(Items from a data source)
++++
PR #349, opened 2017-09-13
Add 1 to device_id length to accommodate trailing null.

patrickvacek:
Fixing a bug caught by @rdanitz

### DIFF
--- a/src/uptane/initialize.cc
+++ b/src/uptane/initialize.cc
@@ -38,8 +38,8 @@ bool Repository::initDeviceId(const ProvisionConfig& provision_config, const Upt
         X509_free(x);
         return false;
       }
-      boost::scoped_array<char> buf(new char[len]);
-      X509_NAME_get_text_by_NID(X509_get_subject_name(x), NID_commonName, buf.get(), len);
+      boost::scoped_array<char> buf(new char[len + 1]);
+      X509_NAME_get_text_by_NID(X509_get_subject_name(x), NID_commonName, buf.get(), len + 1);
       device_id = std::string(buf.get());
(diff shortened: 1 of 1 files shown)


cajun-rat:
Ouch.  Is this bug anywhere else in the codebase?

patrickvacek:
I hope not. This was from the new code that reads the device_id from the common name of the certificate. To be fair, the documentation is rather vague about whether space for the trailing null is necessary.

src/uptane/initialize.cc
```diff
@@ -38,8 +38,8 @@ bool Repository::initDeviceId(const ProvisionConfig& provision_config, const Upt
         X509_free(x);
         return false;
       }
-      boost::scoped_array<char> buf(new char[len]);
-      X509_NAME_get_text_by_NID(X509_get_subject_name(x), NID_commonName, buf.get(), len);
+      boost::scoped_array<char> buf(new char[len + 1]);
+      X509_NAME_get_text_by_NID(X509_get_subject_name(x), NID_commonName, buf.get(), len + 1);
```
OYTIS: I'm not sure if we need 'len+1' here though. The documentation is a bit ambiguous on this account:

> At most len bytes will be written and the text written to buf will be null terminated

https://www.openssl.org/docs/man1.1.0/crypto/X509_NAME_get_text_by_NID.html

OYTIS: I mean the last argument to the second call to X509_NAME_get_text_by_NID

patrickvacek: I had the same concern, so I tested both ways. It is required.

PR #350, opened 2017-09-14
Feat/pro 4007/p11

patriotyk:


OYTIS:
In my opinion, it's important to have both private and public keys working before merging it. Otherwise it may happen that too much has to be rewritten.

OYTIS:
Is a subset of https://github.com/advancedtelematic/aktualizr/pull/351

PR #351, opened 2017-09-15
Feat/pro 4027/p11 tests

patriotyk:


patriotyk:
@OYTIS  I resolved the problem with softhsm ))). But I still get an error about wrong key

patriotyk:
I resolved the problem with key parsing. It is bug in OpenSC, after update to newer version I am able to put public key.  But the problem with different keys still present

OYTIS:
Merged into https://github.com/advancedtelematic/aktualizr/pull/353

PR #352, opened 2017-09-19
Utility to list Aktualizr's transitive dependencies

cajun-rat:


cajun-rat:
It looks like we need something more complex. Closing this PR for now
++++
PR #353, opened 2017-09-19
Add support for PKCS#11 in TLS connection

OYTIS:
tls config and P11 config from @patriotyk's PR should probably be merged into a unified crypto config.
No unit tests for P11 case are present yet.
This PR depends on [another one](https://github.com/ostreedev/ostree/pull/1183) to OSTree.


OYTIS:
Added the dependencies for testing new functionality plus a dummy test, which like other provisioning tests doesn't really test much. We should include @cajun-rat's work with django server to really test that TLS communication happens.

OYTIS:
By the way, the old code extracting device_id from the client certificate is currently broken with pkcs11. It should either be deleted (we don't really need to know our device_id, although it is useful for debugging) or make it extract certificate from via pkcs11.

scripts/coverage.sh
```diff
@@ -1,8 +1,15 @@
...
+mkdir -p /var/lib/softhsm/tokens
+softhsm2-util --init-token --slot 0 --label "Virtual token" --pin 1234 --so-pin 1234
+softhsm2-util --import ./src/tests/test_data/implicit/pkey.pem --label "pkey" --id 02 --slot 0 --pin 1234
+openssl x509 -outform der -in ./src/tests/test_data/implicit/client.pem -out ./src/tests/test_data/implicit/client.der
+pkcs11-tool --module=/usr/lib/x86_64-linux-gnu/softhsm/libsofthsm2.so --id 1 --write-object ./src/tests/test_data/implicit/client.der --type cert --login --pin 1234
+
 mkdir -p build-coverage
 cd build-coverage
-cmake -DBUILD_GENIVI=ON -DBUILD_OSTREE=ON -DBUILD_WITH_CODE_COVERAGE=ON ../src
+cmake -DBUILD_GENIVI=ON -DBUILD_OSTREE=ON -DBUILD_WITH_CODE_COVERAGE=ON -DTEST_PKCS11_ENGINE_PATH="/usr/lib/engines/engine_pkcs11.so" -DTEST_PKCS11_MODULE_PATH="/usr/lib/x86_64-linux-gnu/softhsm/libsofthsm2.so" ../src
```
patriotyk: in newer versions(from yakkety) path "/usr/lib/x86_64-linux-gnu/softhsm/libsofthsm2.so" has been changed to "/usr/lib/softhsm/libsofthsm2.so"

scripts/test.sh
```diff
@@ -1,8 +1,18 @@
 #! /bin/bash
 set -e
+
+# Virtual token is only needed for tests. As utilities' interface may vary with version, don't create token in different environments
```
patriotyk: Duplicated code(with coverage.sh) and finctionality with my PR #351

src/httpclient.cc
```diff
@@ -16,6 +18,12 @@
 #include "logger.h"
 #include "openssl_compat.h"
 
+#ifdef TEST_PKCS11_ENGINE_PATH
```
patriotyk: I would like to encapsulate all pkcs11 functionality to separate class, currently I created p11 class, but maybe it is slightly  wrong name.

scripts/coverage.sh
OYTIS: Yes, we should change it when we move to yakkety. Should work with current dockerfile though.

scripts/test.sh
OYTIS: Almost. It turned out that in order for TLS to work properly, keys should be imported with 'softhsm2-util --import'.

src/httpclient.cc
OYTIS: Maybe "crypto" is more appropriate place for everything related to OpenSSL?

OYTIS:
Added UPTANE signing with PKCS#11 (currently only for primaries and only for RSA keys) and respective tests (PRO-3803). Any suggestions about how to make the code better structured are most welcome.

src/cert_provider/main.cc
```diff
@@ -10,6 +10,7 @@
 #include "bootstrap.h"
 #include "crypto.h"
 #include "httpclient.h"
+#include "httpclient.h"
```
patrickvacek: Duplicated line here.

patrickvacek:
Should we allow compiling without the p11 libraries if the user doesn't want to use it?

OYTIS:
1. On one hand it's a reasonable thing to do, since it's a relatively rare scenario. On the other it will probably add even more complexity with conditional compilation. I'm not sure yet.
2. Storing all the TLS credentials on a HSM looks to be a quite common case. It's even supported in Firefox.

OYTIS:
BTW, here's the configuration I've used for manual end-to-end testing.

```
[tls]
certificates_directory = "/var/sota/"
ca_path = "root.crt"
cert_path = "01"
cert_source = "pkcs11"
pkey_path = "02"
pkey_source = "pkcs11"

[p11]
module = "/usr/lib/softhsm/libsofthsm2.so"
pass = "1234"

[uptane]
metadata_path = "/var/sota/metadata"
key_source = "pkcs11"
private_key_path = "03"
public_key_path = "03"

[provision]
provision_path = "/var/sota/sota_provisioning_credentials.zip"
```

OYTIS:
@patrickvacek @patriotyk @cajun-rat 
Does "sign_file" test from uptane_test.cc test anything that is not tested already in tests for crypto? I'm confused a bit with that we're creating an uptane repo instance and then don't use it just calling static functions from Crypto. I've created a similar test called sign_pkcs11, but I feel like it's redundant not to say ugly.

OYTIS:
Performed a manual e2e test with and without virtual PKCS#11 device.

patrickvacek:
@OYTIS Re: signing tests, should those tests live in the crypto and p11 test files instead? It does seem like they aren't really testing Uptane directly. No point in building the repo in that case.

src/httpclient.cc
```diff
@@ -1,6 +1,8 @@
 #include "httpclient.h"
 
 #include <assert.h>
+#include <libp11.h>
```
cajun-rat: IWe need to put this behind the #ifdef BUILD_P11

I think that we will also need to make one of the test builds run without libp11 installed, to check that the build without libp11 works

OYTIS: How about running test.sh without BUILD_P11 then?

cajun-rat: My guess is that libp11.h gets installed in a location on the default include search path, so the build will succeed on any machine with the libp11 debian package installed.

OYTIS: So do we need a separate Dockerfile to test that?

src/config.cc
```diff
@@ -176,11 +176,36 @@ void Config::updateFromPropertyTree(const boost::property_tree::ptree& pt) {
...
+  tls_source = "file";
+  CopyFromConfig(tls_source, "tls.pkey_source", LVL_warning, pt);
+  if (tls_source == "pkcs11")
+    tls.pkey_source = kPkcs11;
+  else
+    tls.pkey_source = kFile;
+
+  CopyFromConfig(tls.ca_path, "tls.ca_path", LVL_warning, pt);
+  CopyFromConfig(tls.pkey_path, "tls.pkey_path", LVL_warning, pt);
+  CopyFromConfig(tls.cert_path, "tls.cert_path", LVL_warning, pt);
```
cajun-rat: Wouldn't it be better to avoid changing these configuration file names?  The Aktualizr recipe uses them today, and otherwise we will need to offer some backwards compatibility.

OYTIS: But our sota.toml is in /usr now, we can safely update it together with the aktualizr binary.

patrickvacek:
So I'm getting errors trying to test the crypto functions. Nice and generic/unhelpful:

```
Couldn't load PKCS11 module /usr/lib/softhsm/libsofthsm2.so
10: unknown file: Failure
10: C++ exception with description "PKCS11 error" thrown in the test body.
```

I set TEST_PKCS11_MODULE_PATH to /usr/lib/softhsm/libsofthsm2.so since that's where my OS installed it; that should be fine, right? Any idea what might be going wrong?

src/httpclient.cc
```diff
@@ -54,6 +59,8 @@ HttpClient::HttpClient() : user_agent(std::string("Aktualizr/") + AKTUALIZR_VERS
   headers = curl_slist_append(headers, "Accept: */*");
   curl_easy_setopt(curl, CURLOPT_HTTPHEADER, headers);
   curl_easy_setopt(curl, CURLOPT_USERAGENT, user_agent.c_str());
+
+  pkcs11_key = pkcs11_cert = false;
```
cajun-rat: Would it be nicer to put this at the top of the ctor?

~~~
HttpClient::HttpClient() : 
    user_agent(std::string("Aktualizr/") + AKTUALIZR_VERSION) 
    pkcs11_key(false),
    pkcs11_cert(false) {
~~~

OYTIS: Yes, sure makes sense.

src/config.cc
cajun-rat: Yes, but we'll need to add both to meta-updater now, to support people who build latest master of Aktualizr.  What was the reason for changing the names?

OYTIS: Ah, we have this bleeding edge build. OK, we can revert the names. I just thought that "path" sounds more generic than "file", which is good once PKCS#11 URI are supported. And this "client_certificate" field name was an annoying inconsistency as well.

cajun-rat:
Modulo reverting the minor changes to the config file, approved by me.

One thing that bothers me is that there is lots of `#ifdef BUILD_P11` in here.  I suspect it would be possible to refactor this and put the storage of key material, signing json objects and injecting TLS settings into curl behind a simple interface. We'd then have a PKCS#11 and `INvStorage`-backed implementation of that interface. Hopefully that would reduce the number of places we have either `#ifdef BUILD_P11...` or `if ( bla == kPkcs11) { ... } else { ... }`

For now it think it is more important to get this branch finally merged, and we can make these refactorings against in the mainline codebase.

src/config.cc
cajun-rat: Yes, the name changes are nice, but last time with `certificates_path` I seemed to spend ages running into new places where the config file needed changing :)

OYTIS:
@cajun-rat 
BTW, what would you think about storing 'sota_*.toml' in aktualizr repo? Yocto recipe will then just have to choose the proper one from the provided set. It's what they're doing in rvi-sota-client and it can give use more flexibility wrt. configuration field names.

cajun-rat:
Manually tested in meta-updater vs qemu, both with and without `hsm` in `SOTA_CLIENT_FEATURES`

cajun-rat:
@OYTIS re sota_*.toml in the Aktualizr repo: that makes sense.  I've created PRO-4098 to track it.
++++
[To do]
Show every line of the entries above where the word "doesn" occurs.

[Result for this task]
Added the dependencies for testing new functionality plus a dummy test, which like other provisioning tests doesn't really test much. We should include @cajun-rat's work with django server to really test that TLS communication happens.
Should we allow compiling without the p11 libraries if the user doesn't want to use it?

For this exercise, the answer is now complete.